Polizei stellt Beweise sicher:Erneut Razzia bei "Reichsbürgern"

Zwei Plieninger betreiben Werkstatt für Fantasiedokumente

Von Clara Lipkowski, Pliening

Die Kriminalpolizei hat die sogenannte "Reichsbürger-WG" in Pliening zum fünften Mal durchsucht. Mitte März hätten etwa zehn Beamte in den frühen Morgenstunden das Gebäude im Ortsteil Landsham betreten, teilte das Polizeipräsidium Oberbayern Nord am Mittwochmorgen auf Nachfrage der SZ mit. "Ziel der Polizeiaktion war es, Beweismittel sicherzustellen, die den vorliegenden Tatverdacht der gewerbs- und bandenmäßigen Urkundenfälschung und Amtsanmaßung weiter untermauern", sagte Präsidiumsleiter Hans-Peter Kammerer. Die beiden Bewohner der WG waren in der Vergangenheit immer wieder aufgefallen - und verurteilt worden - weil sie Fantasiedokumente herstellten und vertrieben, auch an Käufer außerhalb des Landkreises, die dafür ebenfalls teils belangt wurden.

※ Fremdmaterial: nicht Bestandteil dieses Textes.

Issue #378, opened 2024-12-25
Enable SQL script and backward compatibility checks


kthoms:
**Is your feature request related to a problem? Please describe.**
The test `SqlScriptTest` checks that Liquibase updates are successfully applied. The test is working against the "old" scripts version. These scripts are copied from the dependency `org.operaton.bpm.distro:operaton-sql-scripts:${operaton.version.old}`.

The property is defined by
```
 <operaton.version.old>7.22.0</operaton.version.old>
```
Since this refers to the Camunda version Operaton is based on, the respective Operaton artifact in that version does not exist. Actually the test should work against the Camunda scripts.

However, the scripts artifact is not published to Maven Central.

**Describe the solution you'd like**
The tests should be working again, checking against the latest Camunda scripts in version 7.22.0/7.23.0/7.24.0.
Since these artifacts are not directly available, my proposal is to build and publish the scripts in the Operaton namespace.

It has not finally been decided how the versioning of Operaton database is, see [forum discussion](https://forum.operaton.org/t/deciding-on-the-database-versioning-for-operaton/105/9).
For the case that the versioning is continuing >= 7.23.0 we could simply deploy the 7.22.0 version of the scripts as `org.operaton.bpm.distro:operaton-sql-scripts:7.22.0`.
For the case that SQL scripts versioning aligns to Operaton, e.g. starting with 1.0.0, the 7.22 version should be somehow reflected in a different artifact id, e.g. `org.operaton.bpm.distro:camunda-sql-scripts:7.22.0`.

The resulting artifact has to be manually published to Maven Central.

In order to deploy Operaton SQL scripts in the future, the module has to be added to the `sonatype-oss-release` profile.

The execution of these checks has to be added to the Nightly Build, likely by adding the `check-sql` profile.

kthoms:
The Camunda version would contain a changelog `camunda-changelog.xml`, but Operaton expects that this file is named `operaton-changelog.xml`. This has to be patched in the built jar.

Another problem is the versioning: The sql-scripts build expects to get the current database version from the project version. But this does not match anymore: The DB version would be `7.23`, while Operaton is at `1.0`.

This will require that a property for the current database version is introduced.

kthoms:
The version 7.22 of the artifact has to be deployed to Maven Central to make the checks work against the "old" version.

javahippie:
@kthoms could you give a short update what is missing to close this issue?

PR #1424, opened 2025-10-06
feature(engine) Migration of serialized data with org.camunda namespace

### LINKED ISSUE #941: Migration of serialized data with org.camunda namespace
**What needs to be done? Please describe.**

Process definitions and instances (what else?) might contain references to Camunda classes, which are not valid anymore. In order to execute such processes on Operaton these entries have to be migrated.

**Additional Context**

Known usages: Several users have Javascript code that access `org.camunda.*` classes.

SevDan:
- add migration mechanism
- describe solution design in adr
- add configuration variant to run migration

close #941

### DIFF
--- a/engine/pom.xml
+++ b/engine/pom.xml
@@ -359,11 +359,13 @@
     <dependency>
       <groupId>org.graalvm.polyglot</groupId>
       <artifactId>polyglot</artifactId>
+      <scope>provided</scope>
     </dependency>
 
     <dependency>
       <groupId>org.graalvm.js</groupId>
       <artifactId>js-scriptengine</artifactId>
+      <scope>provided</scope>
     </dependency>
 
     <dependency>


docs/decisions/0001-add-runtime-resources-migration-configuration.md
```diff
@@ -0,0 +1,89 @@
...
+---
+
+# Camunda 7 to Operaton Runtime Resources Migration
+
+## Context and Problem Statement
+
+There is a problem with code migration for production runtimes if any platform code with FQN was used in resources like scripts or configurations. It is necessary to migrate it in a database
+
+<!-- This is an optional element. Feel free to remove. -->
+## Decision Drivers
```
ungerts: Please format decision drivers as a bullet list for clarity. Example:

- Must enable smooth migration from Camunda to Operaton without data loss  
- Must remain DB-agnostic  
- Must allow parallel cluster operation (Camunda + Operaton)  
- Should avoid manual SQL scripts  
- Should not break existing deployments

docs/decisions/0001-add-runtime-resources-migration-configuration.md
```diff
@@ -0,0 +1,89 @@
+---
+# These are optional metadata elements. Feel free to remove any of them.
+status: "proposed"
+date: 2025-10-02
+---
+
+# Camunda 7 to Operaton Runtime Resources Migration
+
+## Context and Problem Statement
```
ungerts: Please make the scope explicit — specify what artifacts are affected:
- In scope: BPMN, DMN resources (currently rewritten)
- Out of scope: scripts, forms, or serialized Java classes inside history tables

ungerts:
Hi @SevDan ,  

thanks for taking care of the issue. Just a few of my thoughts:  

I'm not sure this approach will work reliably in a clustered environment. There’s no global lock, guard, or persistent marker to ensure that the migration runs only once. If multiple nodes start up in this mode, they could all execute the migration in parallel, leading to duplicate deployments or inconsistent data.  
See `CamundaToOperatonLiquibaseMigration.java` lines 164–208 — migration runs directly without any synchronization or `ACT_GE_PROPERTY` marker.  

Even on a single node, the process isn’t idempotent — without a durable “already migrated” flag, re-running it would create duplicate entries.  
See the same file lines 245–282, where new deployments are inserted unconditionally without checking for existing Operaton versions.  

The code also swallows some exceptions and doesn’t define clear transactional boundaries or rollback behavior. If a failure occurs mid-way, the database could end up in a partially migrated state. Wrapping the logic in explicit transactions, handling errors properly, and recording a completion marker would make the process much safer and easier to operate.  
See `CamundaToOperatonLiquibaseMigration.java` line 180 — comment `// swallow the exception !`; no transaction demarcation around inserts.  

The current logic scans the entire `ACT_GE_BYTEARRAY` table and processes everything in memory. For large installations, that could cause high memory or transaction load. Pagination or batching would make it safer for production-scale migrations.  
See `CamundaToOperatonLiquibaseMigration.java` lines 120–150, where all entries are selected and iterated in one loop without paging or streaming.  

Schema identifiers like `PUBLIC` look H2-specific and may not be portable across different databases. It seems the existing configuration options (for example `camunda.bpm.database.schema-update`, `.type`, `.table-prefix`, `.schema-name`) are not being considered here. These parameters already define how schema and table naming should behave depending on the environment and database type, and the migration logic should respect those instead of hardcoding schema names or prefixes.  
See SQL references to `PUBLIC.ACT_RE_DEPLOYMENT` and `PUBLIC.ACT_GE_BYTEARRAY` in `CamundaToOperatonLiquibaseMigration.java` lines 101–110 — hardcoded schema name.  

Finally, I’m not sure this should be implemented as a permanent engine mode. Unlike schema updates, which are designed to run repeatedly on startup, a migration should only ever be executed once under controlled conditions. It might make more sense as a standalone migration tool or explicit command, rather than something that can run automatically on every engine startup.  
See `SchemaOperationsProcessEngineBuild.java` lines 95–115, where `"migrate-from-camunda"` is added as another `databaseSchemaUpdate` mode and treated similarly to schema updates.  

Thanks again for your work on this.

engine/src/main/java/org/operaton/camunda/migration/CamundaToOperatonLiquibaseMigration.java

Auch dieses Mal stellten die Beamten falsche Urkunden, Datenträger, einen PC und Bargeld sicher. "Die Durchsuchung selbst verlief ohne Zwischenfälle", sagte Kammerer, zur Sache äußern wollten sich die beiden jedoch nicht. "Die Auswertung der Unterlagen und Datenträger dauert an", sagte er. Im September 2018 hatte sich die Gruppierung von "Bundesstaat Bayern" in "Volksstaat Bayern" umbenannt - für die Polizei ein Zeichen, dass sie nach wie vor aktiv ist. Im Internet wirbt sie mit dem Slogan: "Holen Sie sich Ihre Staatsangehörigkeit in Bayern zurück!" Sie erkennt den Personalausweis nicht an, argumentiert, sie sei kein "Personal" der BRD und pocht darauf, dass das Deutsche Reich mit seiner Verfassung von 1871 fortbestehe. Die Website ist offen zugänglich. "Da sind wir dran", sagte Kammerer, doch sei es schwierig, dem Betreiber habhaft zu werden, da dieser die Seite offenbar aus dem Ausland steuere. Das wiederum zeige, wie vernetzt die Plieninger seien.

Dass sich die "Reichsbürger" nach der neuerlichen Durchsuchung reuig zeigen oder ihre Urkundenfälschungen aufgeben, hält Kammerer für unwahrscheinlich. Es "besteht der dringende Tatverdacht, dass die Beschuldigten wenig beeindruckt weiter strafbare Handlungen begehen." Ihnen droht eine erneute Anklage durch die Staatsanwaltschaft, eine neuerliche Verurteilung kann eine hohe Geldstrafe oder Freiheitsstrafe bis zu zehn Jahre bedeuten.

Zuletzt hatte die Polizei im April 2018 das Gebäude durchsucht. Schon damals stellten die Beamten ein Siegel, das offenbar zur Herstellung falscher Dokumente diente, ein Faxgerät, zwei PC und mehrere Monitore sicher. Im Kreis Ebersberg sind der Polizei zurzeit 41 Personen aus der Szene bekannt. Davon zählen derzeit sechs Personen zum "harten Kern": Sie stellen eigene Dokumente her oder wenden sich wiederholt mit reichsbürgertypischen Schreiben an Behörden, etwa um finanzielle Forderungen zurückzuweisen. Eine dieser Personen stuft die Polizei als rechtsextrem ein, einer Person wurde die Waffenerlaubnis wegen ihrer Zugehörigkeit zur Reichsbürgerszene aberkannt. "Die Person gab ihre Waffen freiwillig ab", so Kammerer.

Bislang wurden elf Personen aus der Szene vom Amtsgericht Ebersberg rechtskräftig wegen der Mittäterschaft zur Urkundenfälschung und Beihilfe zur Amtsanmaßung verurteilt. Die Geldstrafen lagen jeweils zwischen 900 und 20 000 Euro und insgesamt bei 53 000 Euro.